The flood waters are receding in Nashville, but left behind are damages estimated at $1.5 billion, and the number is expected to rise as more areas are surveyed.
Mayor Karl Dean said Friday that with 83 percent of Davidson County checked, officials know 9,300 properties have been damaged, almost 2,000 of which are residences.
Dean said the cost of damages will go up because it doesn't include roads, bridges or buildings' contents.
"While the numbers seem daunting, and they truly are large, Nashville is in the process of recovering," Dean said.
Singing the Blues at Grand Ole Opry
The death toll from last weekend's storms and flooding, in Tennessee, Mississippi and Kentucky, climbed to 31 with the discovery of a missing kayaker's body in Kentucky. Twenty died in Tennessee alone.
The National Weather Service said the Cumberland River crested this week at its highest level in Nashville since 1937 - 51.86 feet on Tuesday evening - following 13.5 inches of rain that fell over two days The flood stage is 40 feet.
The all-time record is 56.2 feet in 1927.
Homeland Security Secretary Janet Napolitano planned to tour the area Saturday.
Four water-damaged schools - Pegram and Kingston Springs Elementary Schools, Harpeth Middle and Harpeth High - will not reopen this year. County school district officials announced that the students will be waived for the remainder of the school year, which was to end May 26.
Other schools will reopen Wednesday.
More than 12,000 Tennesseans had registered with the Federal Emergency Management Agency for disaster assistance by midmorning Friday, with 250 inspections complete, and the agency had already approved $1.5 million in individual assistance.
Already some residents are seeing significant progress, thanks to kind strangers. Kristin Griffith, of nearby Franklin, saw 10 people she didn't know ripping waterlogged boards off her floor at one point.
Adam Johnston had bags of lime stacked up outside his house to dull the smell once he and other volunteers clean out the 4 inches of sewage and sludge swept under his house by the flooded Harpeth River.
Johnston's two daughters, 5 and 3, are staying with his in-laws. His forearms and legs are nearly raw from climbing through the sludge, and he said his tetanus shot was a must. Still, he is optimistic about fixing the home where his family moved only nine months ago.
"We're looking at it as just a forced renovation," he said.
Help is also coming from the gridiron. The owner of the Tennessee Titans has joined with the NFL and the NFL Players Association in giving $400,000 to the American Red Cross and a Tennessee group to help the state recover.
Owner Bud Adams decided to donate $200,000 from his Titans Foundation and encouraged the league and the players union to match his gift.
The money will be split between the Red Cross and the Community Foundation of Middle Tennessee, which also runs the Metro Nashville Disaster Relief Fund and the Tennessee Emergency Relief Fund.
Adams also promised that Titans players and staff will be out in Nashville next week to help with recovery.
CBS Affiliate WTVF reports five disaster centers will remain open this weekend for flood victims; 130 people are staying at three shelters. Food boxes and meals have been distributed at the centers.

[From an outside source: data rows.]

PR #2197, opened 2019-04-01
userns: drop intermediate mount namespace

giuseppe:
Simplify the implementation for user namespaces by not using an
intermediate mount namespace.  For doing it, we need to relax the
permissions on the parent directories and allow browsing
them. Containers that are running without a user namespace, will still
maintain mode 0700 on their directory.

**- What I did**
dropped intermediate mount namespace

**- How to verify it**
when using user namespaces, containers mount are accessible from the host/

when using user namespaces, we no longer use an intermediate mount namespace

### DIFF
--- a/lib/sandbox/sandbox.go
+++ b/lib/sandbox/sandbox.go
@@ -337,10 +337,6 @@ func (s *Sandbox) GetContainer(name string) *oci.Container {
 // RemoveContainer deletes a container from the sandbox
 func (s *Sandbox) RemoveContainer(c *oci.Container) {
 	s.containers.Delete(c.Name())
-	intermediateMountPoint := c.IntermediateMountPoint()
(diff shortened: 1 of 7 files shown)


giuseppe:
@mrunalp this should solve the issue we have seen with the shared SHM

mrunalp:
Rebase needed for the tests to pass.

mrunalp:
Rebase to master will fix integration_rhel

giuseppe:
tests are green!

rhatdan:
LGTM

haircommander:
LGTM

haircommander:
it doesn't seem right I have more permissions than you @rhatdan ...

haircommander:
tide is sleeping so I'm taking its place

Cases of bottled water are also being made available, and can be picked up at several locations around Nashville.
In Kentucky, the commanding general of the 101st Airborne Division at Fort Campbell is giving his soldiers a day off to clean up their homes and help others after severe flooding in Tennessee and Kentucky.
Campbell said in a news release he was also encouraging those who had no damage to volunteer in recovery efforts on Friday.